• 327
    bir futbol takımı taraftarlığı değildir. çok çok daha ötesidir. galatasaraylılık bir aşk, bir sevda bir yaşam tarzıdır. bazen sarı ile kırmızıdır bazen ay yıldızlı bayrağımızdır. bazen içini dolduran mutluluk bazen bir hüzündür. karlı yollarda yürümektir. tanımadığın insanlarla duyguları paylaşmaktır. galatasaraylılık doğarken başlar öldüğünde bile devam eder. bu duygu ölümsüzdür. hiç bir şey bunu içinizden sökemez.
  • 329
    galatasaraylı olmaktan hep gurur duydum. ve diğer takım taraftarlarına bakınca buna çok şükrettim. bu platformda da çok güzel insanlar tanıdım. ancak şunu fark ediyorum ki benim taraftarlık anlayışım ile buradakiler arasında uçurum bulunmakta.
    ben asla galatasaraylılığı hayatımın en önemli olgusu gibi görmedim. hatta şöyle söyleyeyim; eğer şampiyonlar ligi maçı değilse veya derbi filan değilse, maçları hiç öyle muhteşem bir heyecanla izlemedim. ali sami yen'de 4 sene kombinem vardı. ttarena'da da 3 yıldır var. gol dışında veya aşırı gaza gelmek dışında hayatta kalkıp deli danalar gibi bağırmadım. mağlup olunan maçtan sonra bakıyorum burada ölenler, kahrolanlar, çıldıranlar var. okuyup okuyup, ''ulan cidden mi böyle hissediyorlar, yoksa show mu yapıyorlar?'' diye düşünmüşlüğüm var.
    mesela metin oktay'a tapanlar var. ben çok büyük saygı duyarım ama çok açık konuşayım benim için bir sembolden ötesi değildir. ''metin oktay mı, yoksa hagi mi ? '' diye sorsalar kesinlikle hagi derim. çünkü izledim, gördüm, duygusal bir bağım oluştu.

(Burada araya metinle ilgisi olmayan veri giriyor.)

PR #394, opened 2018-03-18
MAX2679 & BGA28xx RF Amplifier

calebns:
WLP-4 GPS/GNSS gain block
https://datasheets.maximintegrated.com/en/ds/MAX2679-MAX2679B.pdf

Footprint:
https://github.com/KiCad/kicad-footprints/pull/437

image

------------


calebns:
Added BGA28xx RF amplifier family
https://www.nxp.com/docs/en/data-sheet/BGA2800.pdf

image

evanshultz:
MAX2679:
- Can you put the amount of gain in the description?
- Can you tweak your description to match the datasheet description of `GPS/GNSS Ultra-Low Current
Low-Noise Amplifier`?
- Is this footprint MAXIM-specific? And is it described enough? For example, https://datasheets.maximintegrated.com/en/ds/MAX40002-MAX40005.pdf mentions a WLP-4 but in a different size. And https://www.ablicinc.com/en/doc/datasheet/temperature_sensor/S58LM20A_E.pdf is also a WLP-4 in a slightly different size. I'll re-post this in the footprint PR, but it's here too so this doesn't get merged without knowing the footprint is correct.

BGA280x:
- Can you start the description with `MMIC wideband amplifier`?
- `SOT-363` is a 6 pin package so you can remove the trailing `-6`.
- Can you format the gain part of the description like `+20.2dB @ 2150MHz` for BGA2800, since the gain varies a bit over frequency? Perhaps use the rating on page 1 of the datasheet?
- BGA2801 is rated up to 2.2GHz, not 0.75GHz.
- BGA2815 is rated for DC-2.2GHZ operation, not 0.25-2.15GHz.
- BGA2817 says 3.3V on page 1 of the datasheet and not a voltage range.
- You're missing BGA2850, BGA2865, BGA2867, and BGA2874, if you want to add them.
- BGA2870 mentions a voltage of 2.5V, not a range.
- It seems that pins 2, 4, and 5 must always be connected together. Why they have two different pin names is a mystery to me. Please confirm just to make sure I understand correctly.

calebns:
All above should be fixed.

Yes, both GND1 and GND2 must be tied together. I have no clue why the vendor decided to separate them on the diagram.

evanshultz:
Excellent! This looks good. I'd like to wait for the footprint to be merged but this is otherwise ready to go!

Misca1234:
`Yes, both GND1 and GND2 must be tied together. I have no clue why the vendor decided to separate them on the diagram.`

We would never know without the internal schematic, one reason could be that the manufacture wants the user to connect all legs so an untied leg would not act like an antenna and channel disturbance into the silicon.

Another reason could be that some customers gets more information about the chip and therefore can do things that the unaware customer can not do.

evanshultz:
Thanks for pinging me about this and also for submitting the symbols!

Issue #393, opened 2018-03-18
MCP 23016 has wrong pins in the library


un23:
Hello,

in legacy/microchip.lib, the pinout of the 23016 is not completely correct. Pin 10 is mentioned twice, but the ground pin 8 is not connected at all. This is also wrong in the 4.0 repository.

Regards
  un23

diff --git legacy/microchip.lib legacy/microchip.lib
index ed1053e..bcc2d01 100644
--- legacy/microchip.lib
+++ legacy/microchip.lib
@@ -162,8 +162,8 @@ X GPB2 4 -500 600 100 R 50 50 1 1 B
 X GPB3 5 -500 500 100 R 50 50 1 1 B
 X ~INT 6 500 300 100 L 50 50 1 1 O
 X GPB4 7 -500 400 100 R 50 50 1 1 B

    daha genç yaşlarda daha bir bağlıydım takıma, ama şimdi hayatımda çok daha önemli şeyler var. önceliğim hep onlar olacak. galatasarayla sevinip, üzüleceğim ancak hiçbir zaman benim hayatımın merkezi galatasaray diyemem.
    galatasaraylılık benim için bir kültür. o yüzden gurur duyarım. galatasaraylı adam, fenerli ve beşiktaşlıdan farklıdır. rasyoneldir, bilgilidir, fanatiklikten gözü kör olmuş değildir. ben hep böyle bildim. izniniz olursa böyle bilmeye de devam edeceğim.
  • 330
    aslan spatistic hesabı vesilesiyle benim de kendi içimde tekrardan yorumlamak durumunda kaldığım kavram. hiçbir zaman kendimi öyle çok büyük bir galatasaraylı olarak görmedim, en başta futbola ilgi duyuyorum. galatasaraylı olmaktan mutluyum, kendi içimde kafaya taktığım şeyleri de elbette var ama kesinlikle hayatımın merkezi değil. hatta kazansak da kaybetsek de beni stres yaptığı için bu sezon fenerbahçe'nin maçlarını daha çok ve keyifli izlemişimdir. yani bana zarar verme ihtimalinde uzaklaşıyorum bile kendimi korumak için. herkese saygım var her görüş saygıyı ve anlayışı hak eder ama böyle konuşuyorum diye bana galatasaraylılık dersi verecek, maval okuyacak adama da... başlatmayın abi anladık en büyük sizsiniz biz koftiyiz. bölünmeye, ötekileştirip biz bizecilik oynamaya pek hevesli ülkemize yakışan bir yaklaşım.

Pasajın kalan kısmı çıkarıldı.